Dia Lelakiku

Dia Lelakiku
BAB 27


__ADS_3

Abian bangun dari tidurnya ketika mendengar azan subuh. Ia bergegas untuk menunaikan shalat subuh. Setelah sholat ia melakukan rutinitas biasa yaitu membaca Alquran. Lalu setelah itu melakukan bersih-bersih. Ketika selesai sarapan, Abian ingin pamit kepada Ayahnya. Namun ayahnya menahan Abian.


" Duduklah, kamu ada masalah apa dengan Istrimu? kenapa masih pulang kesini?" tanya ayahnya.


" Emang aku nggak boleh pulang kesini ya?" tanya Abian balik.


" Meskipun ini rumah kamu yang beli, tetap aja kamu sudah nggak boleh pulang kesini, kecuali kamu pulang dengan istrimu " kata ayahnya sambil menatap anaknya.


" Abian pengen fokus aja yah, banyak kerjaan." jawab Abian dengan tenang.


" Apapun masalah kalian, kamu tidak boleh meninggalkan rumah, tetaplah dirumah yang sama, kamu bisa menenangkan diri diruangan yang lain agar rumah tangga kalian awet." nasehat ayahnya.


" Ya ayah." jawab Abian patuh.


" Trus satu lagi, kamu dengan Mira bagaimana? apakah masih mencintainya?" tanya ayahnya dengan hati - hati.


" Aku nggak tau yah, yang jelas cinta itu masih ada, tapi diakan juga udah nggak ada jadi aku akan berusaha mengikhlaskannya." jawab Abian sendu ketika kembali mengingat berita tadi malam.


" Ya kamu memang harus mengikhlaskan dia." jawab pak Faiz. Namun tiba-tiba di ingat perkataan Abian.


" Tunggu dulu, maksud kamu dia sudah nggak ada ini apa?" tanya pak Faiz agak kaget dengan pernyataan Abian barusan.

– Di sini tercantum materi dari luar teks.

PR #137, opened 2017-03-08
Feat/s3 spinnaker templates

sbasgall:
Added jinja templates for the new stages and the code to load them

### DIFF
--- a/src/foremast/pipeline/construct_pipeline_block_s3.py
+++ b/src/foremast/pipeline/construct_pipeline_block_s3.py
@@ -29,7 +29,6 @@ def construct_pipeline_block_s3(env='',
                              generated=None,
                              previous_env=None,
                              region='us-east-1',
-                             region_subnets=None,
                              settings=None,
                              pipeline_data=None):
     """Create the Pipeline JSON from template.
@@ -44,8 +43,6 @@ def construct_pipeline_block_s3(env='',
             Trigger.
         region (str): AWS Region to deploy to.
         settings (dict): Environment settings from configurations.
-        region_subnets (dict): Subnets for a Region, e.g.
-            {'us-west-2': ['us-west-2a', 'us-west-2b', 'us-west-2c']}.
 
     Returns:
         dict: Pipeline JSON template rendered with configurations.
--- a/src/foremast/pipeline/construct_pipeline_block_s3.py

" Mira sudah meninggal yah." ucap Abian dengan sedih


" Dapat kabar darimana? tadi malam masih baik - baik aja." ucap ayahnya penasaran.

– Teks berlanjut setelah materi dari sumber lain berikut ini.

PR #138, opened 2017-03-08
added S3 website settings for making a bucket serve static content

ndcampbell:
Do you think website should be enabled or disabled by default?


jvasallo:
This looks fine to me, it is low risk and only touching new features. Nothing seems off, and everything seems accounted for. Thanks!

PR #139, opened 2017-03-13
Catches problems with empty or missing artifact path.

ndcampbell:
This fixes a bug where you could upload an empty directory and that would then sync to LATEST, basically removing LATEST.


jvasallo:
I thought this was a feature 😉 . Just kidding. Nice fix, and this could prevent some nasty user experiences. Thanks!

" Dari ibu, tadi malam meninggal, ini mau kesana melayat yah." kata Abian.


" Innalilahi wa innailaihi Raji'un, semoga dia tenang disana,ayah ikut kamu ya." ucap ayah sambil berdiri.


" baiklah, aku tunggu disini yah." ucap Abian.

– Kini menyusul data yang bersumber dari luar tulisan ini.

PR #227, opened 2024-05-28
Scc 3930/fetch pickup locations

charmingduchess:
## Ticket:

- JIRA ticket [SCC-3930](https://jira.nypl.org/browse/SCC-3930)

- adds the ability to update the pickup location of an item.
 - clicking change location triggers a modal with a select containing possible locations to change to
 - clicking cancel returns to original state
 - clicking confirm triggers skeleton loader until response is returned
 - location is updated in local state to newly selected location

## How has this been tested?

Manual testing in My Account running locally. Updating locations and refreshing the page to make sure the data actually made it to Sierra.

-

### Checklist:


src/components/MyAccount/RequestsTab/UpdateLocation.tsx
```diff
@@ -0,0 +1,196 @@
...
+    ),
+    closeButtonLabel: "Cancel location change",
+    confirmButtonLabel: "Confirm location",
+    onCancel: () => {
+      closeModal()
+    },
+    onConfirm: async () => {
+      setModalProps({
+        ...confirmLocationChangeModalProps(selected),
+        bodyContent: <SkeletonLoader showImage={false} />,
```
7emansell, line 87: what do you think about the heading also being set to have the skeleton loader?

src/components/MyAccount/RequestsTab/UpdateLocation.tsx
```diff
@@ -0,0 +1,196 @@
...
+      (loc) => loc.code.trim() !== pickupLocation.code.trim()
+    ),
+  ]
+  const confirmLocationChangeModalProps = (selected: SierraCodeName) => ({
+    type: "confirmation",
+    bodyContent: (
+      <Box className={styles.modalBody}>
+        <Select
+          value={selected.code}
+          onChange={(e: React.FormEvent<HTMLInputElement>) => {
```
7emansell, line 51: Does this make the whole modal flash on change bc of the Button Group error ?

src/components/MyAccount/RequestsTab/UpdateLocation.tsx
```diff
@@ -0,0 +1,196 @@
...
+    <>
+      <Button
+        sx={{ paddingLeft: 0 }}
+        size="small"
+        onClick={openModal}
+        id={`update-pickup-location-${key}`}
+        buttonType="text"
+      >
+        <Icon name="editorMode" align="left" size="small"></Icon>
+        <Text className={styles.changeLocation}>Change location</Text>
```
7emansell, line 190: nit but I think the text of this button needs to be bigger

7emansell (commented):
Works great just a couple visual questions

src/components/MyAccount/RequestsTab/RequestsTab.tsx
```diff
@@ -5,12 +5,16 @@ import type { Hold, Patron } from "../../../types/myAccountTypes"
 import ItemsTab from "../ItemsTab"
 import CancelButton from "./CancelButton"
 import FreezeButton from "./FreezeButton"
+import UpdateLocation from "./UpdateLocation"
+import { filteredPickupLocations as pickupLocations } from "../../../../__test__/fixtures/processedMyAccountData"
```
dgcohen, line 9: The should probably be in constants.ts instead of fixtures if they're being used outside of tests.

pages/api/account/holds/update/[id].ts
```diff
@@ -19,16 +19,17 @@ export default async function handler(
     return res.status(responseStatus).json(responseMessage)
   }
 
-  if (req.method !== "POST") {
-    responseMessage = "Please make a POST request to this endpoint."
+  if (req.method !== "PUT") {
```
Comment (dgcohen) [inline pages/api/account/holds/update/[id].ts:22]: Purely out of curiosity, why did the method need to be changed?

src/components/MyAccount/RequestsTab/UpdateLocation.tsx
```diff
@@ -0,0 +1,196 @@
...
+      )
+      if (response.status == 200) {
+        // Open next modal to confirm request has been canceled.
+        setModalProps(successModalProps(selected) as DefaultModalProps)
+      } else setModalProps(failureModalProps as DefaultModalProps)
+    },
+    headingText: (
+      <Heading className={styles.modalHeading}>
+        <Text sx={{ marginBottom: 0 }}>
+          {" "}
```
dgcohen, line 107: Are the whitespace characters here necessary?

src/components/MyAccount/RequestsTab/UpdateLocation.tsx
```diff
@@ -0,0 +1,196 @@
...
+
+  const [modalProps, setModalProps] = useState<BaseModalProps>(
+    confirmLocationChangeModalProps(pickupLocation) as ConfirmationModalProps
+  )
+
+  const successModalProps = (newLocation: SierraCodeName) => ({
+    type: "default",
+    bodyContent: (
+      <Box className={styles.modalBody}>
+        <Text sx={{ marginLeft: "l" }}>
```
dgcohen, line 122: Very small nit, i slightly prefer the margin props ("ml", "mb" etc) since they're available and a bit more concise but i'll leave that up to you.

src/components/MyAccount/RequestsTab/UpdateLocation.tsx
```diff
@@ -0,0 +1,196 @@
...
+          Your item will be available for pickup at the {newLocation.name}{" "}
+          Library.
+        </Text>
+      </Box>
+    ),
+    closeButtonLabel: "OK",
+    headingText: (
+      <Heading className={styles.modalHeading}>
+        <>
```
dgcohen, line 131: Don't think you need a fragment here since these are wrapped in a <Heading />

dgcohen (approved):
Looks good! Just a few minor comments.

pages/api/account/holds/update/[id].ts
Comment (charmingduchess) [reply pages/api/account/holds/update/[id].ts:22]: we had originally thought that we weren't able to make put requests from the front end, so this was written to listen for posts. but it turns out we can, so it makes sense for the request from the front end to match the one on the backend.

src/components/MyAccount/RequestsTab/UpdateLocation.tsx
charmingduchess: I'm pretty sure it's because the entire modal props has to be updated so the modal is rerendering. It's the same as when you click confirm and it flashes before showing you success or failure.

src/components/MyAccount/RequestsTab/UpdateLocation.tsx
charmingduchess: I think the heading is necessary to populate some aria attributes, so I don't want to remove it here.

src/components/MyAccount/RequestsTab/UpdateLocation.tsx
charmingduchess: Nope

src/components/MyAccount/RequestsTab/UpdateLocation.tsx
charmingduchess: I think the heading only takes one child, so it has to be wrapped. I could make the icon be a child of the text, but this pattern is repeated many times throughout my account. I'll make a separate ticket to make that adjustment and centralize the styles for those modals.

src/components/MyAccount/RequestsTab/RequestsTab.tsx
charmingduchess: Ah yes. That was fixed elsewhere but this was cut from a branch before that. This data actually isn't going to be constant when it's deployed. I'm going to leave it in `src/utils/accountUtils` because thats where it is in main right now.

src/components/MyAccount/RequestsTab/UpdateLocation.tsx
charmingduchess: update the size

Ayahnya Abian lansung kekamarnya untuk mengganti pakaian. Abian kaget ketika membuka Hpnya. Banyak panggilan masuk tadi malam ketika ia tertidur. Dan salah satunya adalah panggilan dari istrinya. Lalu ia juga melihat banyak panggilan dari Galuh.


" ada apa Galuh menelpon?" tanyanya dalam hati.


Abian mencoba menghubungi Galuh kembali.Ia penasaran kenapa Galuh menelponnya malam - malam sampai 20 kali.


" Halo assalamualaikum, dimana kamu?" tanya Galuh.


" Dirumah, ada apa?" tanya Abian santai.


" Mira cariin kamu, semalam dia sudah sadar, ini masih nungguin kamu." ucapan Galuh membuat Abian terkejut.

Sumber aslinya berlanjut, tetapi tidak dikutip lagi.